DATA PROVIDED:
PR #2364, opened 2026-07-19
Show warning when embedding an image from one of the banned hosts

YoshiRulz:
Screenshot 2026-07-20 at 02-19-30 Editing SandBox - TASVideos
It only appears when rendering within the wiki/forum preview pane, not on the wiki page / thread itself.

### DIFF
--- a/TASVideos.Common/Constants.cs
+++ b/TASVideos.Common/Constants.cs
@@ -82,6 +82,25 @@ public static class SiteGlobalConstants
 	public const int YearsOfBanDisplayedAsIndefinite = 2;
 
 	public const string MainIvatarDomain = "seccdn.libravatar.org"; // keep in sync with profile-settings.js
+
+	// Hardcoded for now, we can make a database table if this becomes a maintenance burden
+	public static readonly string[] BannedAvatarSites = [
+		"cdn.discordapp.com",
+		"media.discordapp.net",
+		"membres.lycos.fr",
+		"rphaven.org",
+		"usuarios.lycos.es"
+	];
+
+	public static bool LinkIsBannedImageHost(string url)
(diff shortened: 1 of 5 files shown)


adelikat:
Why are we recommending catbox.moe? I have never heard of that (not that I would have heard about the best image hosting sites).  Still we need to decide what sites to recommend.

And is this feature desired?

YoshiRulz:
Which services to recommend absolutely needs to be decided. I checked the 2 places the banned host list is mentioned (`/Profile/Settings` and `/SiteRules`), and neither included a positive example. So I just picked the most popular, Imgur, and then catbox.moe I'd heard of as an Imgur alternative after some TOS change or something. But I now see they have recently announced a max. 2 year lifespan on uploads, making them a terrible choice.

I totally forgot to mention, the raison d'etre for making this was [this post](https://tasvideos.org/Forum/Posts/543916) where the user tried to embed from `media.discordapp.net/attachments`.

vadosnaprimer:
We don't have to decide which sites will be reliable for the next few years... because we can't. We don't control the future, so it's pointless to recommend something as "reliable". Helpful info would be showing which sites we ban instead.

Masterjun3:
Using Html.Raw with values from a completely unrelated part of the code base is one of the most bad-practice pieces of code I've seen.
This is just inviting some bad html syntax errors down the line at best, and some severe site vulnerability at worst.

If it were up to me, I'd fully shut down this approach. 

The risks of Html.Raw are not worth this feature at all.

YoshiRulz:
Moved the logic to the server side (in the forum/wiki parsers), and replaced the positive suggestions with a link to the negative list.

PR #2366, opened 2026-07-20
Allows for submissions to have an alternative optimization metric

### LINKED ISSUE #2217: Add entry field for alternative timing methods to submissions and publications, option to choose which is displayed in title
Currently, all movies on TASVideos are displayed purely in terms of the input file's parsed time (usually boot-up until final input). While this is a useful general-purpose solution, it comes with a number of drawbacks that are exacerbated for games with prominent TAS/RTA speedrun communities:

- A TAS may appear to be slower than the RTA world record to an uninformed viewer due to the longer time (e.g. SMB1 warps)
- A TAS that aims for in-game time will only display its real time completion time despite that being irrelevant, making it appear as though TASVideos doesn't want these kinds of submissions (e.g. Celeste)
- A TAS that improves the time on a real console may be slower on an emulator, disincentivizing submission since it will appear to lose time over the predecessor (e,g, SM64 1 key)

Currently, other timings are only able to be mentioned in the sub or pub description, _maybe_ in the encode if the publisher wants to include it. These issues are particularly problematic on TVC, as not only are viewers likely to decide whether they will engage with content based on first impressions alone, but they are also unlikely to check the description for more information even after watching, and tags such as "Aims for in-game time" are not preserved anywhere.

In this proposed solution, the Submit Movie page would have an additional field where the user could select a timing method from a drop-down list (IGT, RTA, Console, etc.), manually enter a time, and check a box if they would prefer it to be displayed on the submission/publication. (See this mockup from Samsara for reference:)

Image

This time would then be verified by a Reviewer or Judge, and if preferred, replace the automatically parsed time in the title.

calvarado194:
Closes #2217 . Currently a draft, not ready for review.

* Adds two new fields to submission form: Optimization Metric and Final Time/Score. Optimization Metric is the chosen metric that the movie has been optimized for, currently supporting TAS Timing, RTA Timing, In-game Timer and Maximum Score. Final Time/Score is the value of that metric by the end of the input file. Defaults to TAS Timing.
* A submission with a timing metric other than TAS Timing will use that metric for its submission title and subsequent publication title should it be published. A submission that aims for score will display both final score and TAS Time.

TODO:
* Add tests
* Validate that the metric and value are being passed correctly from sub to pub (I think I need to find a way to give myself perms for publication in dev environment lol).
* Should an update to the submission's metric affect the publication? How would we go about updating existing publications?


TASVideos.Data/Entity/OptimizationMetric.cs
```diff
@@ -0,0 +1,36 @@
...
+	[Display(Name = "In-game Timer")]
+	InGameTiming,
+
+	[Display(Name = "Maximum Score")]
+	HighScore,
+}
+
+public static class OptimizationMetricExtensions
+{
+	extension(OptimizationMetric criteria)
```
adelikat: Nice

TASVideos/Pages/Submissions/Edit.cshtml.cs
```diff
@@ -34,6 +34,15 @@ public class EditModel(
 	public List<SelectListItem> AvailableClasses { get; set; } = [];
 	public List<SelectListItem> AvailableRejectionReasons { get; set; } = [];
 
+	public List<SelectListItem> AvailableOptimizationGoals { get; set; } = Enum.GetValues<OptimizationMetric>().ToList().ConvertAll<SelectListItem>(g =>
```
adelikat: You will want to use a .Select() here instead of a .ConvertAll().  In addition generally the Enum.Getvalue() part is put into a private static value so the reflection piece of the transform is run once instead of Every page request

YoshiRulz:
```suggestion
	public static readonly List<SelectListItem> AvailableOptimizationGoals { get; set; } = Enum.GetValues<OptimizationMetric>().Select(g => new SelectListItem {
		Text = g.EnumDisplayName(),
		Value = g.ToString(),
		Selected = false,
	}).ToList();
```
You might just be able to do `asp-items="Html.GetEnumSelectList<OptimizationMetric>()"` instead.

vadosnaprimer:
> Should an update to the submission's metric affect the publication?

Those have always been separate, even if one inherited data from another.

> How would we go about updating existing publications?

Just manually maybe. Or if there's a lot of them and we don't want to waste youtube quota, a script could be used (or DB hacking), or it could be moved to cataloging side which doesnt force a youtube update (but that'd be non-ideal maybe, because submission form needs this anyway).

ALSO I'd like to suggest this idea for discussion:

- Instead of replacing time with score or showing them both automatically, maybe it's better to just include final score into branch label? We already do it for countable maximum goals, like "all 120 stars" or "all 96 exits", so "maximum score 99999" should be fine too?

Masterjun3:
This PR adds quite a lot of duplications to the publication and submission GenerateTitle methods. I consider it almost necessary to add tests for this new complexity. The existing GenerateTitle tests are in these files:
- `tests\TASVideos.Data.Tests\Entity\PublicationTests.cs`
- `tests\TASVideos.Data.Tests\Entity\SubmissionTests.cs`

It would also help with the feedback because nowhere currently can people see an actual example of what this looks like. Examples are good.

calvarado194:
Added the requested tests! Sorry, I was not sure where those tests were located.

Here's a couple examples of how the titles would look, for each relevant type of title:
```
IGT example
#1111: CelesteCommunity's PC Celeste in 21:23.330 (IGT) (sub page)
PC Celeste by CelesteCommunity in 21:23.330 (IGT) (pub page)
[TAS] PC Celeste in 21:23.330 (IGT) by CelesteCommunity (youtube)

Score Example
#1111: ikuyo's PC Sayonara Wild Hearts "maximum score" (2,116,350) in 48:23.136 (sub page)
PC Sayonara Wild Hearts "maximum score" (2,116,350) by ikuyo in 48:23.136 (pub page)
[TAS] PC Sayonara Wild Hearts "maximum score" (2,116,350) in 48:23.136 by ikuyo (youtube)
```

TAS timing titles keep their current structure.

By the way, I noticed there are no tests specific to the YouTube title generation, regardless of using this feature or not. Should I add them on this PR or do I make a separate one?

TASVideos.Core/Services/QueueService.cs
```diff
@@ -1016,6 +1023,8 @@ public record SubmitRequest(
 	string? EncodeEmbeddedLink,
 	IList<string> Authors,
 	string? ExternalAuthors,
+	OptimizationMetric Metric,
```
adelikat, line 1026: Based on the compiler warning above, it looks like Metric needs to be nullable here, and the cshtml file needs to be adjusted accordingly, if needed

adelikat (changes requested):
Requesting changes on the possible null reference assignment.  If it is just noise, I can help you suppress the warning, but it could be that the page fails to render on existing submissions where the metric has not been set

adelikat (approved):

PR #2367, opened 2026-07-20
Handle redirects in `module:brokenlinks`

### LINKED ISSUE #2365: BrokenLinks module doesn't account for redirects
If a link exists to a page that doesn't exist, but a redirect from that location exists, the `BrokenLinks` wiki module will still report it as broken.

Example: https://tasvideos.org/WelcomeToTASVideos contains a link to `Contact`. https://tasvideos.org/Contact doesn't exist, but a redirect from there to `Staff` does. So the link functions as expected, but the module claims the link is broken.

YoshiRulz:
Fixes #2365.

### DIFF
--- a/TASVideos/WikiModules/BrokenLinks.cshtml.cs
+++ b/TASVideos/WikiModules/BrokenLinks.cshtml.cs
@@ -56,7 +56,7 @@ public class BrokenLinks(ApplicationDbContext db, IWikiPages wikiPages) : WikiVi
 			.Select(c => c.Name.ToLowerInvariant())
 			.ToList();
 
-		var redirects = db.WikiRedirects.Select(entry => entry.PageNameFrom).ToHashSet();
+		var redirects = await db.WikiRedirects.Select(entry => entry.PageNameFrom).ToHashSetAsync();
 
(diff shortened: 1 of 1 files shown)


vadosnaprimer (approved):
Approving the concept, no idea about the code.

TASVideos/WikiModules/BrokenLinks.cshtml.cs
```diff
@@ -56,11 +56,14 @@ public async Task<IViewComponentResult> InvokeAsync()
 			.Select(c => c.Name.ToLowerInvariant())
 			.ToList();
 
+		var redirects = db.WikiRedirects.Select(entry => entry.PageNameFrom).ToHashSet();
```
adelikat: please use ToHashSetAsync()

YoshiRulz:
```suggestion
		var redirects = await db.WikiRedirects.Select(entry => entry.PageNameFrom).ToHashSetAsync();
```
?
If I don't `await` here and store the `Task` in the local, I can't `await` it later because it's read in a non-`async` lambda.

adelikat (approved):

PR #2368, opened 2026-07-22
Fixes Publication Edit and Publish Request not using YouTube title formats

calvarado194:
Issue was detected in several recent publications where the YouTube video was not launched with its expected format.


TASVideos/Pages/Publications/Urls/Edit.cshtml.cs
```diff
@@ -71,15 +71,6 @@ public async Task<IActionResult> OnPost()
 	{
 		var publication = await db.Publications
```
adelikat, line 72: Did you test this code path? Generally you need to .Include() a number of subtables from publications in order to call GenerateTitle successfully with the correct values, there's an extension method that will include the needed tables.  This either crashes or generates values with missing data, i belive

calvarado194: I ran the existing test suite and all tests succeeded. Should I run coverage to make sure this specific path is being tested?

adelikat: When querying a publication object that .GenerateTitle() is called on, you must use .IncludeTitleTables()

or else it will crash (or worse, silently fail) during the title generation.

adelikat (changes requested):
requesting changes, to 
use  .IncludeTitleTables(), see comment

adelikat (approved):

PR #2373, opened 2026-08-01
Hint bots to not download UserFiles

YoshiRulz:
Masterjun said this is NOT the cause for the recent downtime events, but it's still a waste of resources.


Masterjun3:
I don't know if we want this or not, but I wanted to point out that the robots.txt change also disallows bots downloading submission files, publication files, and additional publication files. Those all use the same handler.

adelikat:
I think I specifically want all of those files to not be crawled.  We could also add the nofollow to the pub and sub handler links

adelikat (approved):

PR #2374, opened 2026-08-02
Trim spaces in `[user: UserName]` links

YoshiRulz:
This was harmless when rendering wiki pages (since `/Users/Profile/%20UserName` resolves for some reason), but broke RSS.

### DIFF
--- a/TASVideos.WikiEngine/MakeBracketed.cs
+++ b/TASVideos.WikiEngine/MakeBracketed.cs
@@ -132,7 +132,7 @@ public static partial class Builtins
 
 		if (text.StartsWith("user:"))
 		{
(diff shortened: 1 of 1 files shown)


adelikat:
what is an example of a link that is out in the wild that breaks RSS?

My concern is that maybe users have trailing spaces in their name, would those linsk break (you can't register a name like that, but you could in the old system so we may have some, I can't remember if that's true)

YoshiRulz:
The publications feed. See convo at https://discord.com/channels/280806848909541376/738421558783246467/1533191201610535203.

IIRC *you* manually cleaned up the last few grandfathered usernames.

adelikat (approved):

PR #2386, opened 2026-09-10
Add reactions to forum posts

Masterjun3:
This PR adds the usual reactions feature of modern social media.

- A user can react with any one of these: 👍👎😄🎉😕❤️🚀👀. (The same as GitHub reactions.)
- No moderation feature as of now.
- Reactions are not anonymous, and can be viewed on `/Forum/Posts/1234/Reactions`, but there is currently no direct link to that url.
- Posts by TASVideoAgent and TASVideosGrue can't be reacted to.
- Only supported with JavaScript enabled. It makes a server call, *and replaces the HTML with the returned HTML from the server*, for reactivity. This is dangerous so we need to be careful that this works as expected. Although since it's just a server request, I believe this is safe.

Images:
image
After clicking on the smiley icon:
image
image

### DIFF
--- a/TASVideos.Common/Constants.cs
+++ b/TASVideos.Common/Constants.cs
@@ -82,6 +82,8 @@ public static class SiteGlobalConstants
 	public const int YearsOfBanDisplayedAsIndefinite = 2;
 
 	public const string MainIvatarDomain = "seccdn.libravatar.org"; // keep in sync with profile-settings.js
+
+	public static readonly string[] AllowedReactions = ["👍", "👎", "😄", "😕", "❤️", "🎉", "🚀", "👀"];
 }
 
 public static class ForumConstants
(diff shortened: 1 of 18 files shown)


vadosnaprimer (approved):

Masterjun3:
Ah well, everything is permission-based, so we always have the option to remove the permission from the user, and then they can't react anymore.

I always wonder, like, how frequently in the 8 years since our Discord server existed did mods have to remove specific reactions?
I know it's pointless to argue against moderation features, as it's always useful to have more. It just feels exhausting when it's expected to put hours into a feature that will barely be used, "just in case". And then you compare those hours with just deleting entries in the database by hand on a case-by-case basis.

Maybe that's why nobody wants to add new features ever.

Edit: I think I have a good idea for a minimal but good enough solution, stay tuned for commits!
Edit2, Note to self: Lock reactions on locked topics.
Edit3: Converting this to a draft. I'm going to finish this within the next 2 weeks, maybe even 1 week.

Masterjun3:
I updated the opening post with the changes I made. This PR is now ready.
Summary:
- The moderation feature. Every reaction can be deleted on the page that shows them all.
- Locked topics also have locked reactions (except for moderation).
- Removed the thing where you couldn't react on TASVideoAgent and TASVideosGrue posts.
- Added a few links here and there to show the reactions (by user, or by post).

PR #20, opened 2019-11-20
[WIP] Parameter type serialization + Debugging Runtime

insipx:
Debugging the runtime (getting to the bottom of why Registrar.0 fails to decode)

In order to avoid just committing SCALE-encoded byte-arrays to the 'parameters' column of the SQL DB, values that can be serialized are serialized into JSON and then committed to JSONB under 'parameters' column. Values that do not implement `Serialize` are still committed encoded in the JSON object. However, this makes it much more clear for the user of the DB which values need to be decoded, and their exact types (which can be looked up in the corresponding paint module in Polkadot/Substrate)

this branch also includes migration to the re-org of substrate/polkadot


polkadot-archive/src/main.rs
```diff
@@ -20,24 +20,27 @@ use log::{warn, error};
 use failure::Error;
 // use substrate_archive::prelude::*;
 use serde::{Deserialize, Serialize};
+use serde_json::{json, Value};
 use substrate_archive::{
     Archive, System, Module, RawExtrinsic,
     OldExtrinsic, ToDatabaseExtrinsic,
     ExtractCall, SrmlExt, NotHandled,
```
4meta5: should `SrmlExt` be renamed at some point to `PaintExt`

insipx: Eventually, Pallet/Pallette now I guess

PR #56, opened 2020-06-01
Experimental Trie Backend

insipx:
Benchmarks, Unit tests, and Experimentation with Parity's TrieDB. This Trie Backend would use TrieDB directly, without going through the substrate client. 

## Justification

Substrate Client is a system designed for use in Full Nodes or Light Clients, and optimized for this. Substrate archive does not require much of the functionality provided by the client, since substrate-archive is essentially a custom layer over RocksDB. This PR attempts to remove layers of abstraction that add computational complexity to indexing substrate-based chains.

Indexing substrate-chains through a substrate-client goes through a few caches that each create their own RwLocks<> on underlying datatypes. Often, the cache itself will be surrounded in a RwLock, as well as the underlying generic that wraps RocksDB. Most of the time, this doesn't pose a problem for reads. There are a few cases, however, where a Cache Object (Such as that found in `CacheDbSync` used by substrates `sc-client-db` changes-tries implementation) makes synchronous blocking calls to RwLock::write() to read from a database or cache. The idea for experimentation is that the caching traditionally done by substrate with an LRU cache serves little purpose for an archive node, since substrate-archive rarely (if ever) will ask for the same block or storage entry twice.

Using the client with caches may hinder performance when attempting to concurrently read for storage changes, I.E., using `query_storage` in multiple threads or from different `futures` contexts' will trigger RwLocks in underlying cache-structures.

This will also allow the removal of a few dependencies that slow down compile times, namely `polkadot-service` (in `kusama-archive`), `sc-service`, and related crates.


insipx:
Closing, changes for this are now included in #57

PR #68, opened 2020-06-24
use old thread stealer and benchmark perf

insipx:
using rayon seems to have regressed performance

Both rayon and this threadpool use crossbeam::deque in order to schedule tasks between threads. However, rayon stores tasks as closures on the heap, and tasks with this threadpool are just queued blocks to execute. Rayon also seemed to use lots of memory comparatively (however, the memory issue could probably have been fixed with some further tweaking).


insipx:
no discernable difference

PR #79, opened 2020-07-18
Add Node-Template back to Workspace and make it compile

insipx:
Add documentation for setting the max open file limit


2075:
ah, was already on it, too 👯

Issue #88, opened 2020-08-31
Raise the fdlimit if we detect `too many open files`


insipx:
This crate: https://github.com/paritytech/fdlimit could help quell the common issue users run into when starting substrate archive for the first time, the `too many open files` error. This error that occurs as a result of the secondary rocksdb database requiring all files of the primary database to be kept open.

liuchengxu:
Sounds like we also want to raise a warning like https://github.com/paritytech/substrate/pull/6956?

insipx:
yeah, a warning with some context would be ideal

liuchengxu:
@insipx Hi, please take a look at #94, I simply borrowed https://github.com/paritytech/substrate/pull/6956, let me know if you want to display more context.

PR #94, opened 2020-09-12
Raise a low fd resources warning message

liuchengxu:
Close https://github.com/paritytech/substrate-archive/issues/88

### DIFF
--- a/src/archive.rs
+++ b/src/archive.rs
@@ -37,6 +37,9 @@ use std::{marker::PhantomData, path::PathBuf, sync::Arc};
 const CHAIN_DATA_VAR: &str = "CHAIN_DATA_DB";
 const POSTGRES_VAR: &str = "DATABASE_URL";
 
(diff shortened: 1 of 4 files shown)


dvdplm (approved):
lgtm

src/archive.rs
```diff
@@ -226,6 +229,16 @@ where
             rt.spec_version,
             last_finalized_block
         );
+        if let Some(new_limit) = fdlimit::raise_fd_limit() {
```
dvdplm, line 232: On windows `raise_fd_limit()` is always `None` which imo is worth mentioning in the docs somewhere, likely the README. Do you mind adding that in this PR?

liuchengxu: @dvdplm Done in https://github.com/paritytech/substrate-archive/pull/94/commits/757ffa95e913a03697a9157bd5db7e7870e99aec. Let me know if you want to put that into another section or something :(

WHAT YOU ARE ASKED TO DO: Beginning at the top of the entries above, output each line exactly, and end with the line in which "Which services to" appears.

ANSWER:
PR #2364, opened 2026-07-19
Show warning when embedding an image from one of the banned hosts

YoshiRulz:
Screenshot 2026-07-20 at 02-19-30 Editing SandBox - TASVideos
It only appears when rendering within the wiki/forum preview pane, not on the wiki page / thread itself.

### DIFF
--- a/TASVideos.Common/Constants.cs
+++ b/TASVideos.Common/Constants.cs
@@ -82,6 +82,25 @@ public static class SiteGlobalConstants
 	public const int YearsOfBanDisplayedAsIndefinite = 2;
 
 	public const string MainIvatarDomain = "seccdn.libravatar.org"; // keep in sync with profile-settings.js
+
+	// Hardcoded for now, we can make a database table if this becomes a maintenance burden
+	public static readonly string[] BannedAvatarSites = [
+		"cdn.discordapp.com",
+		"media.discordapp.net",
+		"membres.lycos.fr",
+		"rphaven.org",
+		"usuarios.lycos.es"
+	];
+
+	public static bool LinkIsBannedImageHost(string url)
(diff shortened: 1 of 5 files shown)


adelikat:
Why are we recommending catbox.moe? I have never heard of that (not that I would have heard about the best image hosting sites).  Still we need to decide what sites to recommend.

And is this feature desired?

YoshiRulz:
Which services to recommend absolutely needs to be decided. I checked the 2 places the banned host list is mentioned (`/Profile/Settings` and `/SiteRules`), and neither included a positive example. So I just picked the most popular, Imgur, and then catbox.moe I'd heard of as an Imgur alternative after some TOS change or something. But I now see they have recently announced a max. 2 year lifespan on uploads, making them a terrible choice.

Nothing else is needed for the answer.